Exercise instructions
In the records, each line holding "next" must be reported.

* * *

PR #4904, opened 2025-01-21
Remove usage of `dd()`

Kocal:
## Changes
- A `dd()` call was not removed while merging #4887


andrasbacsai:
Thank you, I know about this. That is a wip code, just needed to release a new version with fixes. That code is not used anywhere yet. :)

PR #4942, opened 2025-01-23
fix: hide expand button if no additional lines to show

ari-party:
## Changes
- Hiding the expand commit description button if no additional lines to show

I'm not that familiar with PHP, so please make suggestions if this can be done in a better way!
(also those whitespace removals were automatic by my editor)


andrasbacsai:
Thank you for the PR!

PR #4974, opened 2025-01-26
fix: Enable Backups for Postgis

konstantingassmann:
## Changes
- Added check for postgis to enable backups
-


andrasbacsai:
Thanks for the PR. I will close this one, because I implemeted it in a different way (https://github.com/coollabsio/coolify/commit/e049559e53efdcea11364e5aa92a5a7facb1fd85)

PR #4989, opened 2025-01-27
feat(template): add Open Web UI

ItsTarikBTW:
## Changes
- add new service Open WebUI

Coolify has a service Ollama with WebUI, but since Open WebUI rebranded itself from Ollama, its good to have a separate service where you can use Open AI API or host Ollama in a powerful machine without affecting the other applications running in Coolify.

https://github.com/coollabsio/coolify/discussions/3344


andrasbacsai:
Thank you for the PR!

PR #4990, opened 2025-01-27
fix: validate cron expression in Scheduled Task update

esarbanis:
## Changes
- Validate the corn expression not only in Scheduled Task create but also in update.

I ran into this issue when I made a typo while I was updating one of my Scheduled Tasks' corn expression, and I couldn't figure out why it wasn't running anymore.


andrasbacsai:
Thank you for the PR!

* * *

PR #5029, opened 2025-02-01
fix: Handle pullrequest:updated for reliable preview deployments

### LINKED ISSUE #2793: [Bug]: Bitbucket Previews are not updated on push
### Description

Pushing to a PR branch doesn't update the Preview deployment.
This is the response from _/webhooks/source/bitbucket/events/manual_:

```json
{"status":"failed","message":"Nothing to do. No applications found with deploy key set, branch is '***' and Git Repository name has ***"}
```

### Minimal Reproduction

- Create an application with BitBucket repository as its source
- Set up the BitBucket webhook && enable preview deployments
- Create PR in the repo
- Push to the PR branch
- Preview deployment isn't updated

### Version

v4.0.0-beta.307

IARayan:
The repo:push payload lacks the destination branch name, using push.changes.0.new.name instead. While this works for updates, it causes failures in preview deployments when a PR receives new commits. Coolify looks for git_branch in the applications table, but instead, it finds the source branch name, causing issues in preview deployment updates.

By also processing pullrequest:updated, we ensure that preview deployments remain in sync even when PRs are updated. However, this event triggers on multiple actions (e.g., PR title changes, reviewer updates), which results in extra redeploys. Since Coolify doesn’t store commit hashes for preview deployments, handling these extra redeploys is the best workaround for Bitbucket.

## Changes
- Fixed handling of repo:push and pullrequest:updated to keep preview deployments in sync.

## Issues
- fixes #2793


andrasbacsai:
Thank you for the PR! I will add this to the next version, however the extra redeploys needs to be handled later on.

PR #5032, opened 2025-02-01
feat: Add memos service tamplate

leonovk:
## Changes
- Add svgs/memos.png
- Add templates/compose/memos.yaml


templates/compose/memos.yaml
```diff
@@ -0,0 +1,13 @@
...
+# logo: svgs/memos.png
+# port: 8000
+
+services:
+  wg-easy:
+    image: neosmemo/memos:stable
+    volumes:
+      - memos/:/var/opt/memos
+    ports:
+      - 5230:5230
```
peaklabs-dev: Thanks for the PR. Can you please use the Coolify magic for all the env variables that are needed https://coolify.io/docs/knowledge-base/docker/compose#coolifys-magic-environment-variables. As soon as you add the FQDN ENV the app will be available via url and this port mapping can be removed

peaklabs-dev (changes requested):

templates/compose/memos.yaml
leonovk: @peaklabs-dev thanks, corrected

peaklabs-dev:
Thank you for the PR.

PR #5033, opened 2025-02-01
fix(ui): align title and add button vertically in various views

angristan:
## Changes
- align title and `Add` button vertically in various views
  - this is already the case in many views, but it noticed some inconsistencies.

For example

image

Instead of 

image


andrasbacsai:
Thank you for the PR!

* * *

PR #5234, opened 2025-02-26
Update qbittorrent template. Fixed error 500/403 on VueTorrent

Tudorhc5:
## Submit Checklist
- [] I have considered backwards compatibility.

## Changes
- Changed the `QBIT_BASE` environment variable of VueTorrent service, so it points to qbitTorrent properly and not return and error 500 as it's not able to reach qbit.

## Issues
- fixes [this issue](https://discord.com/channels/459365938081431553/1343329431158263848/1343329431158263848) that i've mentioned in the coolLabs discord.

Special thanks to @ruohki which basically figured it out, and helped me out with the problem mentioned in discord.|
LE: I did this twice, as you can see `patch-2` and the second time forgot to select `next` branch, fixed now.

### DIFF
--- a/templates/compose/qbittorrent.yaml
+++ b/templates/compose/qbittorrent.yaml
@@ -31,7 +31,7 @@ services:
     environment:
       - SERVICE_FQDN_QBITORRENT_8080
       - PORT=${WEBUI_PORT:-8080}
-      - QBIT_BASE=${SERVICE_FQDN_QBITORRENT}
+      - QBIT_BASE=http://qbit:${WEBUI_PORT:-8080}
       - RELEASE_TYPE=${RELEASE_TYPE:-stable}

* * *

Output of the exercise
Thank you for the PR! I will add this to the next version, however the extra redeploys needs to be handled later on.
LE: I did this twice, as you can see `patch-2` and the second time forgot to select `next` branch, fixed now.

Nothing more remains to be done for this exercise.